Thursday, September 07, 2006

Excuses

Kenny Dobyns recently went on his website to deliver his mea culpa for promising to write some hot posts during the summer and then delivering exactly 0 hot posts. But in typical KD style, it was less mea culpa and more tough shit.

So, to those reading Ultimate Talk for the last couple months, tough shit. My absence this summer wasn't preceeded with a promise to really write more once school got out and all the elementary school rug-rats busied themselves because I had no intention of writing one syllable about ultimate. I took the entire summer off of work, played a lot of disc, and wrote a lot about anything else. The break was nice, and necessary.

And now the season ramps up, with many teams playing sectionals next weekend and all major tournaments over with the exception of Chicago Heavyweights, which will be played this coming weekend on drycrete with pencil shavings spread thinly over the top, if I recall correctly. The only thing harder than those fields is Cheney's blackened heart.

Now, I return to look at previous posts and the only one really still toiling is gcooke, the lone rower bent on getting this ship out to sea. The blitzkrieg of bots pushing everything from vegas to viagra has taken a toll on the site, and the comraderie that existed between collective comments on posters is gone now, replaced by programs that suck Idris' dick at preset intervals, "Nice Site!"

The UPA apologized for the delay in announcing next year's college nationals, then underwhelmed somewhat with its return to Ohio. At least I've got the trip out and back nearly memorized. Still, it seemed like after the whole "someone almost died in Austin" talk, the options were limited. How about back to Boulder in '08?

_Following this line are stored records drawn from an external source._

PR #4292, opened 2020-11-17
Use `assert` statement instead of `self.assert*` methods

toslunar:

PR #4308, opened 2020-11-20
`DeprecationWaring` on truth value on empty array

### LINKED ISSUE #4249: Deprecate truth value of empty array
> Truth testing of an empty array is deprecated. To check if an array is not empty, use array.size > 0.

https://numpy.org/doc/stable/release/1.14.0-notes.html#deprecations

```
$ python -qWerror
>>> import cupy
>>> bool(cupy.array([]))
False
>>> import numpy
>>> bool(numpy.array([]))
DeprecationWarning: The truth value of an empty array is ambiguous. Returning False, but in future this will result in an error. Use `array.size > 0` to check that an array is not empty.
```

takagi:
Close #4249.

This PR makes an empty array warn `DeprecationWarning` for its truth value as NumPy does.

### DIFF
--- a/tests/cupy_tests/core_tests/test_ndarray_unary_op.py
+++ b/tests/cupy_tests/core_tests/test_ndarray_unary_op.py
@@ -13,7 +13,8 @@ class TestArrayBoolOp(unittest.TestCase):
 
     @testing.for_all_dtypes()
     def test_bool_empty(self, dtype):
-        assert not bool(cupy.array((), dtype=dtype))
+        with testing.assert_warns(DeprecationWarning):
+            assert not bool(cupy.array((), dtype=dtype))
 
     def test_bool_scalar_bool(self):
         assert bool(cupy.array(True, dtype=numpy.bool))
--- a/cupy/core/core.pyx
+++ b/cupy/core/core.pyx
@@ -964,6 +964,10 @@ cdef class ndarray:
 
     def __nonzero__(self):
         if self.size == 0:
+            msg = ('The truth value of an empty array is ambiguous. Returning '
+                   'False, but in future this will result in an error. Use '
+                   '`array.size > 0` to check that an array is not empty.')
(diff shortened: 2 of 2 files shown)


toslunar (changes requested):
Could you add `testing.assert_warns` to the `bool` tests in `tests/cupy_tests/core_tests/test_ndarray_unary_op.py`?

takagi:
Sure!

tests/cupy_tests/core_tests/test_ndarray_unary_op.py
```diff
@@ -13,7 +13,8 @@ class TestArrayBoolOp(unittest.TestCase):
 
     @testing.for_all_dtypes()
     def test_bool_empty(self, dtype):
-        assert not bool(cupy.array((), dtype=dtype))
+        with testing.assert_warns(DeprecationWarning):
+            assert not bool(cupy.array((), dtype=dtype))
```
toslunar, line 17: #4292 replaced `assertTrue` and `assertFalse` with the equivalent checks, but the intention of the original tests were probably `assert bool(...) is True` or `is False`.

https://docs.python.org/3/library/unittest.html#unittest.TestCase.assertTrue

toslunar (changes requested):

tests/cupy_tests/core_tests/test_ndarray_unary_op.py
toslunar: But it is irrelevant to the addition of `DeprecationWarning`, which might not be backported.  I'll fix it in another PR.

toslunar (approved):

toslunar:
Jenkins, test this please.

tests/cupy_tests/core_tests/test_ndarray_unary_op.py
takagi: Yeah, I also thought of that.

PR #4307, opened 2020-11-20
Refactor ndimage_tests

toslunar:
Requires #4304.

PR #4311, opened 2020-11-21
cupyx.ndimage.measurements: add center_of_mass, histogram, labeled_comprehension

grlee77:
This PR adds three functions to `cupyx.scipy.ndimage.measurements`

- `center_of_mass`
- `labeled_comprehension`  (applies an arbitrary function over each labeled region)
- `histogram` (implemented via `labeled_comprehension`)

One difference in behavior was made to avoid the need for object arrays (in this case, an arrays where each element is an array). This is used for histogram which calls `labeled_comprehension` using `dtype=object` so that each element of the object array is the histogram over a particular label. For the CuPy implementation, a list of arrays is returned instead of an object array.

If the return value is a scalar in the scipy implementation, a 0-dimensional device array is returned instead here to avoid device->host transfers as much as possible.

I also suppressed all instances of `cupy._util.PerformanceWarning` occuring in the tests of this module that existed prior to this PR.

### DIFF
--- a/cupyx/scipy/ndimage/__init__.py
+++ b/cupyx/scipy/ndimage/__init__.py
@@ -46,6 +46,7 @@ from cupyx.scipy.ndimage.measurements import minimum_position  # NOQA
 from cupyx.scipy.ndimage.measurements import maximum_position  # NOQA
 from cupyx.scipy.ndimage.measurements import median  # NOQA
 from cupyx.scipy.ndimage.measurements import extrema  # NOQA
+from cupyx.scipy.ndimage.measurements import center_of_mass  # NOQA
 
 from cupyx.scipy.ndimage.morphology import generate_binary_structure  # NOQA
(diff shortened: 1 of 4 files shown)


emcastillo:
sorry to ask this, but could you please align the tests to those of https://github.com/cupy/cupy/pull/4307?

Thanks!

grlee77:
> sorry to ask this, but could you please align the tests to those of #4307?

Sure. I will do it for the recent `fourier_ellipsoid` PR as well.

grlee77:
rebased to fix merge conflict. should be ready for testing

emcastillo (approved):
LGTM

emcastillo:
TODO: Add docs

emcastillo:
Jenkins, test this please

grlee77:
> TODO: Add docs

I have already added this one to the API docs.

PR #4370, opened 2020-11-30
add cupy.quantile

grlee77:
This is a simple PR to add `cupy.quantile` which is the same as `cupy.percentile` but with q in the range [0, 1] rather than [0, 100].

This just reuses the existing `cupy.percentile` implementation, so there is not much new to review. The test cases are also copies of the tests for percentile, but using floating point `q` in the range [0, 1].

`numpy.quantile` was introduced in NumPy 1.15 which I think CuPy now requires, so I didn't do any `with_requires` checks in the tests.

**One area to consider**
I added range checks on `q` as in NumPy, but these require device synchronization, so it may not be desirable. If we don't want this, I can just remove use of `_quantile_is_valid` and the two `*_out_of_range_q` tests.

### DIFF
--- a/cupy/_statistics/order.py
+++ b/cupy/_statistics/order.py
@@ -306,8 +306,8 @@ def quantile(a, q, axis=None, out=None, interpolation='linear',
     """Computes the q-th quantile of the data along the specified axis.
 
     Args:
-        a (cupy.ndarray): Array for which to compute percentiles.
-        q (float, tuple of floats or cupy.ndarray): Percentiles to compute
+        a (cupy.ndarray): Array for which to compute quantiles.
+        q (float, tuple of floats or cupy.ndarray): Quantiles to compute
             in the range between 0 and 1 inclusive.
         axis (int or tuple of ints): Along which axis or axes to compute the
             quantiles. The flattened array is used by default.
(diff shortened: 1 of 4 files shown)


docs/source/reference/statistics.rst
```diff
@@ -1,7 +1,7 @@
 Statistical Functions
 =====================
 
-.. https://docs.scipy.org/doc/scipy/reference/stats.html
+.. https://numpy.org/doc/stable/reference/routines.statistics.html
```
toslunar, line 4: The change to this line will be backported.

cupy/_statistics/order.py
```diff
@@ -286,3 +261,72 @@ def percentile(a, q, axis=None, out=None, interpolation='linear',
...
+
+
+def quantile(a, q, axis=None, out=None, interpolation='linear',
+             keepdims=False):
+    """Computes the q-th quantile of the data along the specified axis.
+
+    Args:
+        a (cupy.ndarray): Array for which to compute percentiles.
+        q (float, tuple of floats or cupy.ndarray): Percentiles to compute
+            in the range between 0 and 1 inclusive.
```
toslunar, line 311:
```suggestion
        a (cupy.ndarray): Array for which to compute quantiles.
        q (float, tuple of floats or cupy.ndarray): Quantiles to compute
            in the range between 0 and 1 inclusive.
```

toslunar (approved):
LGTM

toslunar:
pfnCI, test this please.

PR #4379, opened 2020-12-01
[backport] Fix cufft callback manager error in Windows

kmaehashi:
Backport of #4377

PR #4380, opened 2020-12-01
[backport] Fix cufft callback manager error in Windows

emcastillo:


emcastillo:
Seems it was created in #4379

PR #4395, opened 2020-12-03
Generating CUDA-related library FFI from its headers

### LINKED ISSUE #4358: Generating CUDA-related library FFI from its headers
Rel #3513.

Currently, the FFI for CUDA-related library is hand-written in the files as `cusparse.pyx`, `cusparse.pxd` and `cupy_cusparse.h` for cuSPARSE. It may be time to generate it from its C header files automatically. The process consists of two parts: parsing and generating.

As for parsing, any reasonably matured C parser in any language would be fine. For example, the following gist is the AST of `cusparse.h` parsed with [pycparser](https://github.com/eliben/pycparser) library and dumped in JSON. I think it has enough information for the purpose here.

https://gist.github.com/takagi/21ae00f3a896abd50d4b5d3dcdbeb426

As for generating, we have to give some knowledge to the translating script:
- Which entries to generate and which not to
- Which to .pxd files and which to .pyx files
- Translation rule for names and types
- Stubs for RTD and HIP
- Compatibility with older CUDA Toolkit versions
- Need mixing with hand-written code?
- If possible, also generating the bottommost wrapper layers would be fine

Additionally, we consider the way to include it into our development process:
- Where to place and when to run the script
- How to track the headers of older CUDA Toolkit versions

takagi:
Close #4358.

This PR adds a script to generate CUDA-related library FFI and wrappers from its headers.

Where to have the script in CuPy repository is TBD.


takagi:
This change has a problem that it needs all CUDA Toolkit versions that CuPy supports for generating the compatibility headers, which is especially painful for contributors who make some changes to this generator when they regenerate the outcomes.

https://gitub.com/cupy/cupy/pull/4606 tried to generate the files on build-time for the CUDA Toolkit version for that CuPy is to be built, but it also has a problem that it makes CuPy build depends on pycparser. 

An idea is generating Cython files for each CUDA Toolkit version, document, and possibly ROCm, putting them in the repo statically, and selecting ones on build-time for environment for which CuPy is to be built.

```
cupy_backends/.../libs/11.2/cublas.pyx
                            cublas.pxd
                       11.3/cublas.pyx
                            cublas.pxd
                       stub/cublas.pyx
                       rocm/cublas.pyx
                            cublas.pxd
```

PR #4397, opened 2020-12-03
Inherit environment variable and detect cl.exe automatically

kmaehashi:
* NVCC refers to several environment variables, so it should be inherited from the environment.
* On Windows, it's better to append path to the compiler to allow using nvcc backend without frustration.

See comments in the code for details.

### DIFF
--- a/cupy/cuda/compiler.py
+++ b/cupy/cuda/compiler.py
@@ -1,3 +1,4 @@
+import copy
 import hashlib
 import math
 import os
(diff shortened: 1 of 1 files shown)


leofang:
LGTM. Do I understand it correctly that if `cl.exe` is not found, we rely on the fact that an error would be raised when `nvcc` is invoked?

kmaehashi:
Yes, in that case users will see `nvcc fatal   : Cannot find compiler 'cl.exe' in PATH` error, as far as I tested. But I'm not 100% sure because it's not precisely documented how NVCC locates the compiler on Windows...

leofang (approved):

kmaehashi:
(For later reference) When `TMP`/`TEMP` is not set, `nvcc.exe` dies with exit status 2, without any messages at all.

leofang:
Jenkins, test this please

leofang:
Jenkins, test this please

kmaehashi:
memorandum (for future reference): when `TMP`/`TEMP` is not set, nvcc.exe dies with exit status 2 without any output.

emcastillo (approved):

PR #4399, opened 2020-12-03
Fix `poly1d`

toslunar:
Do not "maintain" poly1d

The semantics of NumPy's poly1d (legacy polynomial class) is not maintained.
Therefore `__array_priority__` should be removed.


asi1024:
note: https://numpy.org/doc/stable/reference/routines.polynomials.html

asi1024:
LGTM.

asi1024:
Jenkins, test this please.

asi1024:
LGTM.

PR #4400, opened 2020-12-03
ndimage: support all interpolation boundary modes

grlee77:
## Overview

This PR adds support for additional boundary modes in all interpolation functions. It is based on the most recent bug fixes and enhancements in this area for SciPy 1.6.0 (~12 issues in SciPy were closed: see meta-issue scipy/scipy#12773).

The changes in this PR correspond to those from scipy/scipy#12767 and scipy/scipy#12776 and include:
- enables the previously disabled 'reflect' and 'wrap' modes ('reflect' behavior was fixed in SciPy 1.6. 'wrap' remains as before, but a new 'grid-wrap' mode is probably what most users will want)
- new modes: 'grid-wrap' and 'grid-constant' (also 'grid-mirror' as a synonym for 'reflect')

The easiest way to understand the various modes is probably via the new figures introduced to SciPy's ndimage tutorial. The main doc site doesn't show these yet, but here is documentation artifact link from one of the CI runs:
https://22174-1460385-gh.circle-artifacts.com/0/html-scipyorg/tutorial/ndimage.html#interpolation-boundary-handling

There is also a text-based explanation in the SciPy `mode` docstrings for each individual function. I have not reproduced that here, but can if desired. CuPy users should also be to reach those via our cross-linking to SciPy in the `seealso` sections of our docstrings.
https://22174-1460385-gh.circle-artifacts.com/0/html-scipyorg/generated/scipy.ndimage.affine_transform.html#scipy-ndimage-affine-transform

image from the tutorial reproduced here (Ignore order > 1 for now. Orders 2-5 will be added in a follow-up PR):
plot_boundary_modes

## Additional Details

Many of the new tests require SciPy >=1.6.0 which should have a release candidate any day now. I have tested locally vs. SciPy master.

The kernel generation code would be somewhat simplified if we dropped support for the legacy `'wrap'` mode and only support the newer `'grid-wrap'` mode which is probably what most users would want (see figure above).

### DIFF
--- a/cupyx/scipy/ndimage/_filters_core.py
+++ b/cupyx/scipy/ndimage/_filters_core.py
@@ -303,7 +303,7 @@ def _generate_nd_kernel(name, pre, found, post, mode, w_shape, int_type,
                ws_init=ws_init, ws_pre=ws_pre, ws_post=ws_post,
                loops='\n'.join(loops), found=found, end_loops='}'*ndim)
 
-    mode_str = mode.replace('-', '_') # avoid potential hyphen in kernel name
+    mode_str = mode.replace('-', '_')  # avoid potential hyphen in kernel name
     name = 'cupy_ndimage_{}_{}d_{}_w{}'.format(
         name, ndim, mode_str, '_'.join(['{}'.format(x) for x in w_shape]))
     if all_weights_nonzero:
--- a/cupyx/scipy/ndimage/_filters_core.py
+++ b/cupyx/scipy/ndimage/_filters_core.py
@@ -82,6 +82,8 @@ def _run_1d_filters(filters, input, args, output, mode, cval, origin=0):
     output = _util._get_output(output, input)
     modes = _util._fix_sequence_arg(mode, input.ndim, 'mode',
                                     _util._check_mode)
+    # for filters, "wrap" is a synonym for "grid-wrap".
+    modes = ['grid-wrap' if m == 'wrap' else m for m in modes]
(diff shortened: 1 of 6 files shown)


takagi:
pfnCI, test this please.

takagi:
Thanks for the PR! I think of merging this with `cupy.experimental` mark as the upstream SciPy 1.6 is not released yet.

https://github.com/cupy/cupy/wiki/Development-policies#numpyscipy-compatibility

BTW, do you have information about when SciPy 1.6 is released?

grlee77:
BTW, do you have information about when SciPy 1.6 is released?

A release candidate should be out any day now. I would guess early Jan for the final release, but don't have a specific date. The original plan was to release in December, but things have gone a bit slower than anticipated, partly due to having to move a lot of CI off of Travis after their billing policy changes.

takagi:
Okay, thanks for the information! CuPy v9 is planned to release on next April, so SciPy 1.6 is likely released before that.

takagi:
Would you mark the functions with `cupy._util.experimental` when the new modes are passed until SciPy 1.6 is released? I suppose in `_check_parameter` and `spline_filter1d` would be fine as each function goes them through.

takagi:
LGTM except for that!

takagi:
Thanks! Let me fix the arguments of the marks a bit to make them properly output messages.

takagi:
pfnCI, test this please.

takagi:
Waiting for CI pass.

PR #4401, opened 2020-12-03
ndimage: add grid_mode option to zoom

grlee77:
blocked by #4400 (This PR builds on that one. Only the final "ENH: implement grid_mode parameter for zoom" commit here is new)

This PR implements zooming in a manner consistent with scikit-image's `resize` and OpenCV's `cv2.resize`. See further explanation in the corresponding SciPy PR scipy/scipy#13095 (to be released in SciPy 1.6).

Basically the issue relates to whether coordinate (0, 0) is at the center or corner of a pixel. In the kernel, this translates into computing coordinates via: 
`c = zoom * (in_coord + 0.5) - 0.5` (for grid_mode=True)
 vs.
`c = zoom * in_coord` (for grid_mode=False)

### DIFF
--- a/cupyx/scipy/ndimage/_filters_core.py
+++ b/cupyx/scipy/ndimage/_filters_core.py
@@ -303,7 +303,7 @@ def _generate_nd_kernel(name, pre, found, post, mode, w_shape, int_type,
                ws_init=ws_init, ws_pre=ws_pre, ws_post=ws_post,
                loops='\n'.join(loops), found=found, end_loops='}'*ndim)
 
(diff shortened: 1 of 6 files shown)


takagi:
pfnCI, test this please.

takagi:
As well as #4400, would you mark `cupy.experimental` if `grid_mode` is supplied by the user. LGTM except for that.

grlee77:
Thanks for reviewing @takagi, I have added the experimental marker here and in #4400

takagi:
pfnCI, test this please.

takagi:
Thanks! I'll mrege this with following #4400 .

So, I have several blog drafts already written, some sharp barbs saved up for a few special people, and other titles and ideas for things I can write about on this blog. But I promise nothing. That way each time I actually do post, it'll be like the mint on your pillow with your turndown service, just a nice little addition to your otherwise hectic day.

4 comments:

Idaho said...

So I live in a small little ultimate compound called the Brat House in Seattle, right next to Ravenna Park. My room is officially ass because It’s not connected to the house at all. Just one door down near the park. When I piss, I usually pee in a cone and toss it into the park over the edge towards a beehive near my door……….
I had this f*cked up dream last night where as I was tossing the cone of piss and I hear a, ‘Hey buddy…..come here pal”, in a high pitch Mogwai type voice. I look under the brush a bit , and see a rabbit. WTF? a talking rabbit? he tells me to shut up and pay attention. Apparently there is a Park battle going on between the rabbits and the bees and I’ve been fighting the good fight by drenching those little bastards every 1-2 hours (if I’m on my meds). He asks me if I want a hint on how to get to the “PunchBowl”. Apparently, it’s a mythical 24-7 dance club set in the 80’s electrorock era. How is that possible? Who give a sh*t. I’m in. he leads me around the path a bit and i see five little carved footprints (plyo 5 step configuration) on a small concrete circle with two wood rods sticking out of it. I get to work on the 5 step, and all of a sudden I’m being vacuumed sucked through an intensely-lit tube. (think Contact or Running Man).
I’m dropped into a clear white room that fills with oddly colored liquid, and then flushed out dry through a drain and onto a sick ass dancefloor that’s bumping……some Afrika Bambaataa & The Soul Sonic Force.(Frantic Situation to be exact).
Hell yeah. I head to the bar where I see Stephen Hawking dressed in a Members Only jacket and white Painters Hat turned to the side. He’s in his electric cyborg chair, and he’s on an Etch-a-sketch that’s hooked up to a LCD screen behind the bar. In Wild-Style type graffiti it says. Mobility is for Suckas. Sick. I hear his creepy artificial Speak-and-Spell voice say, ‘this drink is from the lady at the end of the bar……….it’s has Face Drano in it……..drink it……now…..”. at the end of the bar is Courntey Barlow.
Things are looking up…………..WAKEY WAKEY.

J

Gambler said...

Nice to hear you're enjoying the room, Ho. And, does this mean Chingo Dreams are back?

Anonymous said...

Yes........He's back.

Skizip said...

ho, I've heard rumors that you'll be down under, but haven't actually invested the time to solve the case. lets just communicate through hector's blog.

The Burn is almost statewide down here. On the news I think i saw W wave 4 fingers in the press corp's face at a press conference in Crawford.